Frequently Asked Questions: Packing Vegetables in Kids’ Lunches

Written by amy on August 6th, 2014

half plate vegetablesQ: Whenever I pack a vegetable in my child’s lunch, it comes home uneaten. Should I just stop sending it? What’s the point?

A: Vegetables are one of the most important food groups and one that is too often missing from mealtime. Less than 5% of Americans under the age of 50 are getting the recommended amount of vegetables. Here are two reasons why it is important to include vegetables at meals even if you think without a doubt that your child (or significant other) will pass them by. First, it may be the day that they don’t pass them by and actually decide to eat the vegetables. Assuming that meal patterns and preferences will remain the same is just that, an assumption. Try to increase the likelihood of vegetables being eaten by double checking the other items in the lunch bag. Make sure you aren’t giving two foods from the same food group or too large of a serving of one particular item.

A second reason to send vegetables every day is for the message you are sending in the form of those vegetables. Your child will indirectly learn that vegetables are to be included at meals because they are an important part of being healthy. This is an invaluable lesson for your child about meal planning.

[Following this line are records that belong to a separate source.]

PR #328, opened 2022-01-21
Things

pontscho:
Hey,

I've made some small patches that makes my life easier, I thought I share with these with You. Maybe it can be useful for others too.

 * fixing build on macOS: I couldn't build lean on my notebook without these small changes.
 * enabling luajit 2.1: I've started to use openresty's fork about luajit, this version has a lot's of performance optims and they are maintaining it actively 
 * making brotli/zstd optional (enabled by default): zstd and brotli is installed on my notebook but doesn't really need these support for me, I've added two cmake options for it
 * allow remote address override by X-Real-IP: I've started to use nginx for TLS and HTTP2 termination, nginx supports more flexible routing and acl management supports than hitch but by default the remote address will be determined to a localhost. With adding X-Real-IP header possible to log out the real IP address.

Thanks,
pontscho


lpereira:
As far as the `X-Real-IP` header goes, it [seems like you can use the PROXY protocol on nginx for outgoing connections too](https://docs.nginx.com/nginx/admin-guide/load-balancer/using-proxy-protocol/#proxy-protocol-for-a-tcp-connection-to-an-upstream); Lwan already supports that.  I would prefer Lwan to support only one scheme for this feature.

lpereira:
Thanks for the PR! I'll look at them more carefully whenever I have some time.

pontscho:
> As far as the `X-Real-IP` header goes, it [seems like you can use the PROXY protocol on nginx for outgoing connections too](https://docs.nginx.com/nginx/admin-guide/load-balancer/using-proxy-protocol/#proxy-protocol-for-a-tcp-connection-to-an-upstream); Lwan already supports that. I would prefer Lwan to support only one scheme for this feature.

Yep, It's right, I've tried it, stream proxy is almost a good way but in that case I lost the HTTP2 termination and that is important for me.

src/lib/missing/sys/epoll.h
```diff
@@ -32,9 +32,9 @@ enum {
     EPOLLHUP = EPOLLRDHUP
 } epoll_event_flag;
 
-enum { EPOLL_CTL_ADD, EPOLL_CTL_MOD, EPOLL_CTL_DEL } epoll_op;
+typedef enum { EPOLL_CTL_ADD, EPOLL_CTL_MOD, EPOLL_CTL_DEL } epoll_op;
```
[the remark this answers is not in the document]
pontscho: Okay, I will check it.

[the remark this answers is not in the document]
pontscho: Yep, it okay.

lpereira:
Thanks for confirming! Will cherry pick the others, then

pontscho:
Hi,

I've added some other patches to my fork,

1. I increased the HTTP header buffer four times because 512 bytes wasn't enough in some cases in practice (for example I use a littlebit more complex cookie, content encoding and some other headers for debugging)
2. I've fixed epoll.h on macos
3. maybe this patch that you won't like :) I moved the read_cpu_topology() function to lwan.c and read this information from /sys before lwan call chroot(). With this change is possible to avoid needs for /sys in chrooted environment.

Thank you very much for other applying my patches. 
pontscho

lpereira:
I thank you for working on Lwan! I'll cherry pick these patches as soon as I have some free time

lpereira:
I would prefer if you sent a new PR for each kind pack of related changes you're making. If you keep adding commits to this PR, it'll be a bit hard for me to review. (I don't have much time to work on Lwan anymore, unfortunately.)

src/lib/lwan.c
```diff
@@ -773,6 +782,98 @@ static void get_number_of_cpus(struct lwan *l)
...
+
+    l->have_cpu_topology = true;
+}
+
+#elif defined(__APPLE__)
+static void read_cpu_topology(struct lwan *l)
+{
+    size_t length = sizeof(int);
+    int physical_cores = 1; sysctlbyname("hw.physicalcpu", &physical_cores, &length, NULL, 0);
+    int logical_cores = 1; sysctlbyname("hw.logicalcpu", &logical_cores, &length, NULL, 0);
```
lpereira, line 861: There's no need to write code that is this terse; please spread this out and do error checking when calling `sysctlbyname()`.

src/lib/lwan.c
```diff
@@ -773,6 +782,98 @@ static void get_number_of_cpus(struct lwan *l)
...
+    bool ht_enabled = physical_cores != logical_cores;
+
+    l->have_cpu_topology = false;
+
+    for (int i = 0;i < logical_cores;i++) {
+        l->cpu_siblings[i] = i / ((int)ht_enabled + 1);
+    }
```
lpereira, line 868: This won't work in all cases -- it's not always that `cpu[i]` is a sibling of `cpu[i+1]`.  CPU topologies vary quite a bit; that's why it's that complex to do it on the Linux version of this code. (I also suspect that the Linux code is a bit wrong here; it doesn't seem to give the correct results on my laptop.  I don't have access to -- or care about -- NUMA machines and that may make things even more wrong.)

The topology is important in the scheduling code because of the way memory is allocated and the connection array is laid out; it's made like this to avoid [false sharing](https://en.wikipedia.org/wiki/False_sharing) when accessing that array. (There are other reasons, including the usage of `SO_INCOMING_CPU` or the CBPF code that hints the kernel to process the interrupts in the same CPU that will handle the connection in Lwan to avoid having to potentially migrate stuff between cores.)

src/lib/lwan-websocket.c
```diff
@@ -56,43 +56,41 @@ enum ws_opcode {
...
-        frame[0] = (uint8_t)len;
-        frame_len = 1;
+        frame[1] = (uint8_t)len;
+        frame_len = 2;
     } else if (len <= 65535) {
-        frame[0] = 0x7e;
-        memcpy(frame + 1, &(uint16_t){htons((uint16_t)len)}, sizeof(uint16_t));
-        frame_len = 3;
+        frame[1] = 0x7e;
+        *((uint16_t *)(frame + 2)) = htons((uint16_t)len);
```
lpereira, line 71: This can be an issue on systems where unaligned access is either not possible, or there's a performance penalty for doing so. It's better to just use `memcpy()`; the compiler knows about it and can generate similar code if the length is known at compile time.

src/lib/lwan-thread.c
```diff
@@ -1191,16 +1140,13 @@ void lwan_thread_init(struct lwan *l)
     uint32_t n_threads;
     bool adj_affinity;
 
-#if defined(__x86_64__) && defined(__linux__)
+#if (defined(__x86_64__) && defined(__linux__)) || defined(__APPLE__)
```
lpereira, line 1143: This `#ifdef` thing is starting to look like a maze. Might be easier to move this to a file of its own where it's clearer what's happening.

src/lib/lwan-request.c
```diff
@@ -1650,6 +1653,10 @@ lwan_request_get_remote_address(struct lwan_request *request,
 
             return memcpy(buffer, unspecified, sizeof(unspecified));
         }
+    } else if (request->flags & REQUEST_ALLOW_REMOTE_ADDRESS_OVERRIDE && request->helper->xrealip.value && request->helper->xrealip.len) {
+        size_t len = LWAN_MIN(request->helper->xrealip.len, INET6_ADDRSTRLEN - 1);
+        strncpy(buffer, request->helper->xrealip.value, len), buffer[len] = 0;
```
lpereira, line 1658: Please write one statement per line. I missed the `buffer[len]` the first time I read this.

src/lib/lwan-request.c
```diff
@@ -575,6 +575,9 @@ static bool parse_headers(struct lwan_request_parser_helper *helper,
         case STR4_INT_L('H', 'o', 's', 't'):
             SET_HEADER_VALUE(host, "Host");
             break;
+        case STR4_INT_L('X', '-', 'R', 'e'):
+            SET_HEADER_VALUE(xrealip, "X-Real-IP");
+            break;
```
lpereira, line 580: This function is a really hot spot while parsing requests, and I'd like to really think about adding things here that most users won't need -- especially since Lwan also supports the PROXY protocol that covers this use case.

If this ends up being integrated, I'd rather see something like what we do for Cookies, where we look for the header if and only if a handler requests it, parse them, and sets a flag to avoid having to look for the header again. I'm not really convinced, however, that also supporting this header is necessary, either, given how prevalent PROXY protocol is.

src/lib/lwan.c
```diff
@@ -591,6 +596,9 @@ static bool setup_from_config(struct lwan *lwan, const char *path)
             } else if (streq(line->key, "proxy_protocol")) {
                 lwan->config.proxy_protocol =
                     parse_bool(line->value, default_config.proxy_protocol);
+            } else if (streq(line->key, "allow_remote_address_override")) {
+                lwan->config.allow_remote_address_override =
+                    parse_bool(line->value, default_config.allow_remote_address_override);
```
lpereira, line 601: Given we also support the PROXY protocol for the same thing, it might be a better idea to see a single configuration option for both features (e.g. `allow_spoofing_origin_ip = [x-real-ip] [PROXY]`).

src/lib/lwan-websocket.c
```diff
@@ -56,43 +56,41 @@ enum ws_opcode {
...
-        {.iov_base = &header_byte, .iov_len = 1},
         {.iov_base = frame, .iov_len = frame_len},
         {.iov_base = msg, .iov_len = len},
     };
 
     lwan_writev(request, vec, N_ELEMENTS(vec));
 }
 
-void lwan_response_websocket_write(struct lwan_request *request)
+void lwan_response_websocket_write(struct lwan_request *request, bool is_text)
```
lpereira, line 87: For legibility reasons, it might be better to have two new functions: `lwan_response_websocket_write_text()`and `lwan_response_websocket_write_binary()`, calling this function with either a `WS_OPCODE_TEXT` or `WS_OPCODE_BINARY` parameter. This avoids the branch and removes a boolean parameter to a function (which is sometimes tricky to reason about in the calling site).

lpereira (changes requested):
Thanks for the PR! I appreciate you hacking on this, especially while trying to improve macOS support -- which I never use, so it's frequently broken, especially now that the macOS build bot is not active.

I do have some questions and comments, however:

src/lib/lwan-websocket.c
pontscho: First time I created same API both for C and Lua API (ws_text(), ws_binary(), etc) but I wanted keep backward compatibility with current existing API live ws_write. I will change it back for my original thoughts.

src/lib/lwan.c
pontscho: Okay.

src/lib/lwan-request.c
pontscho: Okay.

src/lib/lwan.c
pontscho: In practice those function calls never fails but I will do.

src/lib/lwan.c
pontscho: I will make this change if you keep this x-real-ip header change. :)

PR #344, opened 2022-05-02
WebSocket: handling masked ping on proper way

pontscho:
Hi,

in some cases, for example uses k6 (https://k6.io) for performance testing, the client on the other side sends masked ping message and it uses strict protocol checking, in that case Lwan has to send back payload of ping in a pong message unmasked and has to set the FIN flag on the header. In other cases the other side will drop the connection immediately.

I've fixed this issue based on the original behaviour of Lwan.

pontscho


lpereira:
Patch looks good to me! I'll merge it when I'm near my laptop again. Thanks!

PR #358, opened 2023-07-19
Add Podman socket activation example

eriksjolund:
Add Podman socket activation example in _README.md_

I'm not exactly sure about the text "_Requirements: Podman version 4.5.0 or higher._". (I used that version for testing)


lpereira:
Merged a long time ago.

PR #365, opened 2024-01-31
Define MSG_FASTOPEN

yonas:
For some reason, this gets picked up on FreeBSD and not Linux.

Also, I'm not 100% sure `MSG_FASTOPEN` should be defined as `0` by default.


lpereira:
Merged, thanks.  This is related to TCP Fastopen, so should be fine if that mechanism isn't being used on FreeBSD.

PR #53, opened 2015-01-20
Added left / right functions

nachti:
Extract n left- or right-most element(s)


hadley:
My main concern with this approach is that every other function in `stringr` starts with `str_`, but if you added that prefix `str_left(x, 10)`/`str_right(x, 10)` would be more typing than the equivalent `str_sub(x, end = 10)`, `str_sub(x, -10)`.

nachti:
Ok. I changed it to `str_left` / `str_right` and use stringi now. That's faster. If you use the functions with the default `n` to get just the left- or rightmost character some typing ist saved e.g. `str_left(x)` and it's easier to use in combination with apply & friends.

hadley:
These just don't feel that compelling to me, because they're longer than the existing alternatives. I'd prefer to keep the vocabulary in stringr as small as possible.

A common misconception about vegetables in that they are too expensive. Actually, when considering the nutritional value of vegetables, vegetables are very cost-effective. Meal planning may sound time consuming but it is one way to decrease food costs.  Approach food costs from a difference perspective and look for other areas of spending that you can decrease to free up money. Can you spend less on impulse purchases such as beverages and snack items? Does you family only eat when actually hungry or could food be disappearing due to mindless eating related to feelings such as boredom?  Prioritizing vegetables often leads to creative solutions around food costs.